The following observations from the test cases reflect the design principles
described in the [Workload Distribution Strategy](#workload-distribution-strategy)
section.

### 1. NPU enables extra compute capacity when GPU is loaded

When the GPU is carrying a heavy workload, offloading a suitable task to the NPU
adds throughput without competing with GPU inference. This demo shows the effect
directly: face detection moved from GPU to NPU preserves the license plate pipeline
at full speed while sustaining the additional stream. How much benefit you gain
depends on how loaded the GPU already is and how well the offloaded workload fits
the NPU.

### 2. GPU handles heavier workloads; NPU handles lighter continuous workloads

In this demo the GPU runs a large vision model and a detect+classify chain (heavier
compute), while the NPU runs a single detection model (lighter compute). This split
works for this particular scenario. For different models or resolutions, the balance
point shifts — measure your own workloads before deciding on a device assignment.
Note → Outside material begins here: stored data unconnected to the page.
PR #988, opened 2024-09-16
Fix bounds of ComposePanel in IntelliJ on macOs

igordmn:
Fixes https://youtrack.jetbrains.com/issue/CMP-5856/Desktop-ComposePanel-size-breaks-with-.fillMax-modifiers#focus=Comments-27-10632441.0-0

Fixes https://youtrack.jetbrains.com/issue/CMP-5968/Compose-content-is-rendered-in-the-wrong-place-in-IJ-when-using-AWT-compositing

Regression after https://github.com/JetBrains/skiko/pull/661/files#diff-910a6e28fda20a00bc98c6a8a04f74ab701d79e841b9baddf146b810e610572fR363 (`setBounds` is called more often, but not enough as `ancestorMoved`)

When a panel changes its position without changing its size, `doLayout` isn't called because the content itself wasn't changed. But we still need to update the bounds of the underlying layer.

## Testing
- https://youtrack.jetbrains.com/issue/CMP-5856/Desktop-ComposePanel-size-breaks-with-.fillMax-modifiers#focus=Comments-27-10632441.0-0 isn't reproducible after the fix
- there are no resize glitches

### Fixes
- Fix bounds of ComposePanel in IntelliJ on macOs


skiko/src/awtMain/kotlin/org/jetbrains/skiko/SkiaLayer.awt.kt
```diff
@@ -143,7 +155,7 @@ actual open class SkiaLayer internal constructor(
         addPropertyChangeListener("graphicsContextScaleTransform") {
             Logger.debug { "graphicsContextScaleTransform changed for $this" }
             latestReceivedGraphicsContextScaleTransform = it.newValue as AffineTransform
-            redrawer?.syncSize()
+            revalidate()
```
igordmn, line 158: Changed, because layout depends on the scale inside `adjustSizeToContentScale`

igordmn: Probably it can fix https://youtrack.jetbrains.com/issue/CMP-5811/Moving-Desktop-window-across-monitors-causes-change-in-layout-since-1.7.0-alpha01-when-running-from-the-IDE

m-sasha: Sounds like it could bring back https://youtrack.jetbrains.com/issue/CMP-6550/Resizing-the-window-using-WindowState-breaks-the-UI

Is there a pure Compose reproducer I can try out?

igordmn: A pure Compose is:
```
import androidx.compose.foundation.background
import androidx.compose.foundation.layout.Box
import androidx.compose.foundation.layout.fillMaxSize
import androidx.compose.ui.Modifier
import androidx.compose.ui.awt.ComposePanel
import androidx.compose.ui.graphics.Color
import kotlinx.coroutines.delay
import kotlinx.coroutines.runBlocking
import org.jetbrains.skiko.MainUIDispatcher
import java.awt.Dimension
import javax.swing.JFrame
import javax.swing.JLayeredPane
import javax.swing.WindowConstants

fun main() {
    runBlocking(MainUIDispatcher) {
        val window = JFrame()
        val panel = ComposePanel()
        panel.setContent {
            Box(Modifier.fillMaxSize().background(Color.Red))
        }

        panel.size = Dimension(100, 100)
        val box = javax.swing.Box.createVerticalBox().apply {
            add(panel)
        }
        box.setBounds(0, 0, 100, 100)

        try {
            val container = JLayeredPane()
            container.add(box)
            window.contentPane.add(container)
            window.setLocation(200, 200)
            window.size = Dimension(200, 200)
            window.defaultCloseOperation = WindowConstants.DISPOSE_ON_CLOSE
            window.isUndecorated = true
            window.isVisible = true

            delay(1000)

            box.setBounds(100, 0, 100, 100)
            delay(10000)
        } finally {
            window.dispose()
        }
    }
}
```

After

igordmn: I checked https://youtrack.jetbrains.com/issue/CMP-6550/Resizing-the-window-using-WindowState-breaks-the-UI with this Skiko, it doesn't reproduce (it reproduces in 1.7.0-beta02 on my machine)

skiko/src/awtMain/kotlin/org/jetbrains/skiko/SkiaLayer.awt.kt
```diff
@@ -133,6 +135,16 @@ actual open class SkiaLayer internal constructor(
         @Suppress("LeakingThis")
         add(backedLayer)
 
+        addAncestorListener(object : AncestorListener {
+            override fun ancestorAdded(event: AncestorEvent?) = Unit
+
+            override fun ancestorRemoved(event: AncestorEvent?) = Unit
+
+            override fun ancestorMoved(event: AncestorEvent?) {
+                revalidate()
```
m-sasha, line 144: Why not `redrawer?.syncBounds()` here?

m-sasha (approved):

skiko/src/awtMain/kotlin/org/jetbrains/skiko/SkiaLayer.awt.kt
m-sasha: `revalidate` sounds more expensive...

skiko/src/awtMain/kotlin/org/jetbrains/skiko/SkiaLayer.awt.kt
```diff
@@ -579,16 +590,15 @@ actual open class SkiaLayer internal constructor(
...
         // We check values close to 0.5 and edit the size to avoid white lines glitch
-        if (diff > 0.4f && diff < 0.6f) {
-            rounded = value + 1f
+        return if (diff > 0.4f && diff < 0.6f) {
+            (value + 1f).toInt()
         } else {
-            rounded = value.toFloat()
+            value.toFloat().toInt()
         }
-        return rounded.toInt()
```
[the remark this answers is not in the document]
igordmn: Done

skiko/src/awtMain/kotlin/org/jetbrains/skiko/SkiaLayer.awt.kt
m-sasha: I guess I'm just not sure I understand why revalidation is needed here... Only the (absolute) position of the layer changes, not the size, so layout should not change.

Maybe `SwingUtilities.invokeLater { redrawer?.syncBounds() }` ?

skiko/src/awtMain/kotlin/org/jetbrains/skiko/SkiaLayer.awt.kt
```diff
@@ -647,3 +643,19 @@ internal fun Canvas.clipRectBy(rectangle: ClipRectangle, scale: Float) {
         true
     )
 }
+
+// TODO Recheck this method validity in 2 cases - full Window content, and a Panel content
+//  https://youtrack.jetbrains.com/issue/CMP-5447/Window-white-line-on-the-bottom-before-resizing
+/**
+ * Change [value] size to avoid rounding errors, when converting AWT Int coordinates to pixels.
```
m-sasha, line 650: What does it mean "avoid rounding errors"? What rounding errors? The link to the ticket does help though.

But why 0.4 and 0.6 specifically?

Should we maybe instead use the same function that determines the real content size and compare it to the window/container size? If it's smaller, then increase the unscaled size.

e.g.
```
return if ((value * contentScale).roundToInt() < windowSize)
    value + 1
else
    value
```
(assuming the scaled/real content size is `(value * contentScale).roundToInt()`).

Anyway, this is not a blocker for this PR in any way.

skiko/src/awtMain/kotlin/org/jetbrains/skiko/SkiaLayer.awt.kt
igordmn: We can't say that `invokeLater` is in sync with layout.

Actually I figured why there were resize glitches. `addAncestorListener` receives events asynchronously. I replaced it by `addHierarchyBoundsListener` which is called synchronously on the parent layout. We don't need `revalidate` then.

Also, I looked at the `revalidate` doc, and you are right, it is in't performant, as it actually revalidates the whole tree back to the root.

So, I removed it from the other place, I am not confident now to fix another very small issue (recalling `adjustSizeToContentScale` on content scale change).

igordmn: Sorry, wait a minute. I tested it with a wrong version. Glitches are back. Investigating

skiko/src/awtMain/kotlin/org/jetbrains/skiko/SkiaLayer.awt.kt
igordmn: Rounding errors when converting Int points (10) to pixels (12) with float scale (1.25)

I will change comment, but I will not change the logic in this PR, as it isn't relevant to it, and I also don't know the whole context of the fix itself, just knowledge of the issue.

igordmn: The link to the issue is in the comment above, this is directly related.

As far as I understand, with this code there was an attempt to increase the size of the component, to avoid white line (but instead overlapped one meaningful content line)

skiko/src/awtMain/kotlin/org/jetbrains/skiko/SkiaLayer.awt.kt
igordmn: I returned to `revalidate`.

I looked at the documentation:
https://docs.oracle.com/javase/7/docs/api/javax/swing/JComponent.html#revalidate()

- it notify the `validateRoot`, but it doesn't validate all children, just what was `invalidated`
- it seems that only `validate` is expensive, but it is deferred, and actually is already called on every parent size change or when a component is added/removed

I don't want to user `invokeLater` because:
- we need to handle a proper cancelation during `dispose`
- we need to handle double `invokeLater`
- we are not sure that it will be called the same time as the layout. I investigated resize glitches, and it appeared that we called `syncBounds` too often - we called it even if it haven't performed `doLayout` yet, and so `syncBounds` was based on incorrect size.

m-sasha (approved):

### 3. Parallel sub-pipelines decouple tasks with different processing rates

By running the LVM alert pipeline and the license plate pipeline as separate
sub-pipelines (each with its own decode path), the slow LVM cadence does not
throttle the faster detection pipeline. This pattern applies whenever you have
models with very different processing rates sharing the same video source.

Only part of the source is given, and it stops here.